Hills, cliffs, and slopes that contain fuller's earth can be unstable, since this material can be thixotropic when saturated by heavy rainfall.
Fulling is an important step in the production of woolen garments, and can be traced back to ancient times. Cuneiform texts from Mesopotamia mention a raw material, im-bab-bár (Akkadian: 𒅎𒌓, gaṣṣu: 'gypsum, plaster'), literally "white earth", which was delivered to fullers for the finishing of cloth. There are several Biblical references to fulling (2 Kings 18:17; Isaiah 7:3 and 36:2; Malachi 3:2; Mark 9:3), but the materials used to whiten the fabric are not specified. Pliny the Elder mentions several types of fuller's earth (creta fullonia in Latin) from a variety of locations, each with different properties and therefore different uses.
The use of fuller's earth across the Indian subcontinent dates back to at least 1879. While its household use and transportation by local carts in the Sindh region predates the 1800s, export by rail was first recorded in 1929 in British India.

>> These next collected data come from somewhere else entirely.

PR #291, opened 2018-04-05
Modified dcmdump command to grep the patient information from the Config module

cmadjar:
In ImagingUpload.pm, the PatientName was hard coded during the validation of the DICOM study. 
Instead of hardcoding this, it is now using the lookupCenterNameUsing Config option when performing the validation of the DICOM study.

In addition, as @driusan suggested during an imaging meeting, modified the dcmdump command from `dcmdump $dicom | grep` to `dcmdump +P $lookupCenterNameUsing $dicom` which gives the same result but is a bit cleaner.

Associated redmine ticket: https://redmine.cbrain.mcgill.ca/issues/14088

### DIFF
--- a/uploadNeuroDB/NeuroDB/ImagingUpload.pm
+++ b/uploadNeuroDB/NeuroDB/ImagingUpload.pm
@@ -10,6 +10,7 @@ use File::Find;
 use NeuroDB::FileDecompress;
 use NeuroDB::Notify;
 use NeuroDB::ExitCodes;
+use NeuroDB::DBI;
 use File::Temp qw/ tempdir /;
 
 
@@ -410,7 +411,12 @@ Arguments:
 sub PatientNameMatch {
     my $this         = shift;
     my ($dicom_file) = @_;
-    my $cmd          = "dcmdump $dicom_file | grep PatientName";
+
+    my $lookupCenterNameUsing = NeuroDB::DBI::getConfigSetting(
+        $this->{'dbhr'},'lookupCenterNameUsing'
+    );
+
+    my $cmd = "dcmdump +P $lookupCenterNameUsing $dicom_file";
     my $patient_name_string =  `$cmd`;
     if (!($patient_name_string)) {
 	my $message = "\nThe patient name cannot be extracted \n";


uploadNeuroDB/NeuroDB/ImagingUpload.pm
```diff
@@ -410,7 +411,12 @@ Arguments:
 sub PatientNameMatch {
     my $this         = shift;
     my ($dicom_file) = @_;
-    my $cmd          = "dcmdump $dicom_file | grep PatientName";
+
+    my $lookupCenterNameUsing = NeuroDB::DBI::getConfigSetting(
+        $this->{'dbhr'},'lookupCenterNameUsing'
+    );
+
+    my $cmd = "dcmdump +P $lookupCenterNameUsing $dicom_file";
```
nicolasbrossard: \<paranoid\>
`my $cmd = sprintf("dcmdump +p %s %s", quotemeta($lookupCenterNameUsing), quotemeta($dicom _file));`
\</paranoid\>

cmadjar: Cool! Thanks!! Always good to be paranoid for these kind of things!!

MounaSafiHarab:
putting this in 19.1 as well as it is a bugfix...
will test shortly

uploadNeuroDB/NeuroDB/ImagingUpload.pm
```diff
@@ -410,7 +411,14 @@ Arguments:
...
     my $this         = shift;
     my ($dicom_file) = @_;
-    my $cmd          = "dcmdump $dicom_file | grep PatientName";
+
+    my $lookupCenterNameUsing = NeuroDB::DBI::getConfigSetting(
+        $this->{'dbhr'},'lookupCenterNameUsing'
+    );
+
+    my $cmd = sprintf("dcmdump +P %s %s",
+        quotemeta($lookupCenterNameUsing), quotemeta($dicom_file)
```
MounaSafiHarab: a small comment here:
since the identifier can be patient name or patient ID; then a few lines later, we are specifically telling the user that the patient name can not be extracted ; then 2 lines later, we also say the patient name read the header does not start with ...
do you think it makes sense to make the error message more generic?

cmadjar: Very good point!! Thank you for bringing that up. I just made it more generic. :)

uploadNeuroDB/NeuroDB/ImagingUpload.pm
```diff
@@ -410,7 +411,14 @@ Arguments:
 sub PatientNameMatch {
     my $this         = shift;
     my ($dicom_file) = @_;
-    my $cmd          = "dcmdump $dicom_file | grep PatientName";
+
+    my $lookupCenterNameUsing = NeuroDB::DBI::getConfigSetting(
+        $this->{'dbhr'},'lookupCenterNameUsing'
+    );
```
MounaSafiHarab: @cmadjar @nicolasbrossard 

now that we are getting it from the database, shouldn't we check if this setting is defined before running dcmdump?

nicolasbrossard: I think we should. The new DB framework will check that by the way (it will throw an exception if the setting was not found).

MounaSafiHarab: if I put the word 'test' in that Config setting (which clearly does not exist in DICOMs), running the script would give me this error message:

```
W: unrecognized tag name: 'test'
Spool message is: 
The patient name cannot be extracted 
```

MounaSafiHarab: also in the Loris front end, this setting is called Lok UpCenterName using because the getPSC() uses it, and this is what the hover over says. Shouldn't it somehow also reflect that we are now going to use it to validate DICOMs based on the proper Loris identifier?

uploadNeuroDB/NeuroDB/ImagingUpload.pm
MounaSafiHarab: on another note; the fact u added `sprintf`; does that mean this command will print everytime it is executing?
it did not when tested it, but I was just curious...

uploadNeuroDB/NeuroDB/ImagingUpload.pm
cmadjar: oooooh, I did not think of testing a random string for the Config setting. Thanks!! 👍 

So, if I add the -q option to the dcmdump command, then you don't see the error from dcmdump but you can get into the if statement that checks if a value was returned. So now, if I put 'test' in the lookupCenterNameUsing config setting, it will print a nice error message:
```
The 'test' DICOM field cannot be extracted from the DICOM file /data/not_backed_up/ImagingUpload-11-47-w6aIf0/MTL0609_138233_PREBL00_20170410_154459088_adniT1/MR.1.3.12.2.1107.5.2.32.35442.2017041015351355915460270
```
But if I have a correct DICOM field, then it runs properly.

uploadNeuroDB/NeuroDB/ImagingUpload.pm
```diff
@@ -419,7 +427,7 @@ sub PatientNameMatch {
     }
     my ($l,$pname,$t) = split /\[(.*?)\]/, $patient_name_string;
     if ($pname !~ /^$this->{'pname'}/) {
-        my $message = "\nThe patient-name read ".
+        my $message = "\nThe $lookupCenterNameUsing read ".
```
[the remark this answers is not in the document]
cmadjar: oups. Did not see that one...

cmadjar:
@nicolasbrossard @MounaSafiHarab When testing other things, I realized I did not test the rest of the pipeline so I will tackle this this PM and let you know when it is ready for another round of review. Stay tuned!

uploadNeuroDB/NeuroDB/ImagingUpload.pm
cmadjar: @MounaSafiHarab I just sent a PR on the LORIS side to change the description of the Config setting. Here is the PR: https://github.com/aces/Loris/pull/3585

Thanks!

cmadjar:
@MounaSafiHarab @nicolasbrossard I think I took care of all your comments. The bug I was talking about comes from another PR that I mixed up, so forget the comment I made 2 hours ago...

Let me know if you see something else.

cmadjar:
Added the "Needs work before merging" label as I will need to rebase the branch to get the ExitCode from PR #297 and add the MISSING_CONFIG_SETTING to the ExitCode library.

cmadjar:
> you only check if it is set with the unless clause, but isn't it also worthwhile to check that it IS PatientName or PatientID? this is what the hover over explains.. unless projects use other DICOM tags?

@MounaSafiHarab Now that I think of it, shouldn't this be a drop down between PatientID and PatientName in the Config module?

@cmadjar just so I remember, still need to implement $MISSING_CONFIG_SETTING and $BAD_CONFIG_SETTING to the exit code library once  PR #297 is merged.

uploadNeuroDB/NeuroDB/ImagingUpload.pm
```diff
@@ -410,19 +411,46 @@ Arguments:
...
+        $this->spool($message, 'Y', $notify_notsummary);
+        #TODO: once refactoring of exit code merged to minor, add the following
+        #TODO: MISSING_CONFIG_SETTING exit code in the generic database code
+        exit $NeuroDB::ExitCodes::MISSING_CONFIG_SETTING;
+    }
+
+    unless ($lookupCenterNameUsing =~ /PatientName|PatientID/i) {
+        my $message = "\nConfig setting 'lookupCenterNameUsing' is set to "
+                      . "$lookupCenterNameUsing but should be set to "
+                      . "either to either PatientID or PatientName";
```
nicolasbrossard: Stuttering alert (to either to either...)!   :)

uploadNeuroDB/NeuroDB/ImagingUpload.pm
```diff
@@ -410,19 +411,46 @@ Arguments:
...
+    unless ( $lookupCenterNameUsing ) {
+        my $message = "\nConfig Setting 'lookupCenterNameUsing' is not set in "
+                      . "the Config module under the Imaging Pipeline section.";
+        $this->spool($message, 'Y', $notify_notsummary);
+        #TODO: once refactoring of exit code merged to minor, add the following
+        #TODO: MISSING_CONFIG_SETTING exit code in the generic database code
+        exit $NeuroDB::ExitCodes::MISSING_CONFIG_SETTING;
+    }
+
+    unless ($lookupCenterNameUsing =~ /PatientName|PatientID/i) {
```
nicolasbrossard: Since we expected either 'PatientName' or 'PatientID', shouldn't the pattern check be `/^(PatientName|PatientID)$/i`?

uploadNeuroDB/NeuroDB/ImagingUpload.pm
MounaSafiHarab: lol

MounaSafiHarab:
@cmadjar 

#297 is now merged, could you please rebase this one and fix the exit code?

cmadjar:
> @cmadjar
> #297 is now merged, could you please rebase this one and fix the exit code?

@MounaSafiHarab @nicolasbrossard Done integrating the exit codes! 😄

uploadNeuroDB/NeuroDB/ExitCodes.pm
```diff
@@ -102,13 +102,14 @@ our $INVALID_ARG          = 6; # if one of the program arguments is invalid
...
-our $SELECT_FAILURE  = 23; # if a SELECT query did not return anything
-our $UPDATE_FAILURE  = 24; # if an UPDATE query failed
+our $FILE_NOT_UNIQUE    = 20; # if file to register is not unique & already
+                              # inserted
+our $INSERT_FAILURE     = 21; # if an INSERT query failed
+our $CORRUPTED_FILE     = 22; # if mismatch between the file's md5sum and the
+                              # hash stored in the database
+our $SELECT_FAILURE     = 23; # if a SELECT query did not return anything
+our $UPDATE_FAILURE     = 24; # if an UPDATE query failed
+our $BAD_CONFIG_SETTING = 25; # if bad config setting
```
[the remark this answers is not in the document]
cmadjar: I don't think so as I am not changing the documentation in this PR. I only added an exit code (25) that is still in the range of what was documented (see below)

`3. Common database related failures (exit codes from 20 to 39)` 

But thanks for pointing that out. :)

uploadNeuroDB/NeuroDB/ImagingUpload.pm
```diff
@@ -410,19 +411,44 @@ Arguments:
...
+        $this->{'dbhr'},'lookupCenterNameUsing'
+    );
+
+    unless ( $lookupCenterNameUsing ) {
+        my $message = "\nConfig Setting 'lookupCenterNameUsing' is not set in "
+                      . "the Config module under the Imaging Pipeline section.";
+        $this->spool($message, 'Y', $notify_notsummary);
+        #TODO: once refactoring of exit code merged to minor, add the following
+        #TODO: MISSING_CONFIG_SETTING exit code in the generic database code
+        exit $NeuroDB::ExitCodes::MISSING_CONFIG_SETTING;
```
nicolasbrossard: This still has to be defined in ExitCode.pm

uploadNeuroDB/NeuroDB/ExitCodes.pm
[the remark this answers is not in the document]
MounaSafiHarab: Okay, just realized that the .pm only has the header not more details (i.e. no exit code numbers in it!); so it is all good thanks a lot!

uploadNeuroDB/NeuroDB/ImagingUpload.pm
MounaSafiHarab: good point @nicolasbrossard 
I did not realize this is what you have been telling me since yesterday!

otherwise, I tested it (by manually adding that missing exit code myself based on your comment), and it works...
so as soon as @cmadjar updates her PR, I will add the passed manual test tag

cmadjar:
@MounaSafiHarab @nicolasbrossard Sorry. Fixed now. Weird that I missed this one...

In addition to its original use in the fulling of raw fibers, fuller's earth is now utilized in a number of industries. Most important applications make use of the minerals' natural absorbent properties in products sold as absorbents or filters.

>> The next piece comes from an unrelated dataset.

PR #292, opened 2018-04-05
Removing PendingStaging field from the files table

cmadjar:
This pull request removes the unused PendingStaging field from the files table as was discussed during the LORIS imaging meeting of February 2nd, 2018.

- Treatment for poisoning. Even given the risk of salmonella, the clay content of soil could save the life of a person exposed to paraquat, for example, as paraquat is intended to break down in soil.
- Decontamination: Fuller's earth is used by military and civil emergency service personnel to decontaminate the clothing and equipment of servicemen and CBRN (chemical, biological, radiological, nuclear) responders who have been contaminated with chemical agents.
- Cleaning agent: In the Indian subcontinent, it has been used to clean marble. As a good absorbent, it removes dust, dirt, impurities and stains from the surface and replenishes the shine of the marble. It has been used numerous times to clean the Taj Mahal, India.
- Litter box: Since the late 1940s, fuller's earth has been used in commercial cat litter.
- Cosmetology and dermatology: The same properties that make fuller's earth effective at removing oils, dirt, and impurities from wool are also effective on human hair and skin.
- Film industry: Fuller's earth has been used extensively for many years in motion pictures for a variety of applications. In the area of special effects, it is used in pyrotechnics explosions and dust clouds, because it spreads farther and higher than most natural soils, resulting in a blast that looks larger, and is safer than naturally occurring soil should the blast spray hit actors. It was used in the tornado sequence in The Wizard of Oz as the artificial twister ploughed its way toward the farmhouse. Fuller's earth is also widely used by the make-up, props, wardrobe, and set dresser departments, because it is considered a "clean" dirt, safer to use around people, and it cleans up easily. However, health concerns in this regard have been debated. Fuller's earth is available in small quantities by make-up suppliers for use in making the face and body appear dirty. It is used by props technicians to make furniture look dusty. Wardrobe dressers use a small, loose-mesh cloth bag filled with fuller's earth to apply it to clothing to make it appear dusty. Set dressers use fuller's earth to change paved streets into dirt roads, to create dust trailing from a moving vehicle over a dirt road, or to indicate a vehicle trail over untravelled ground.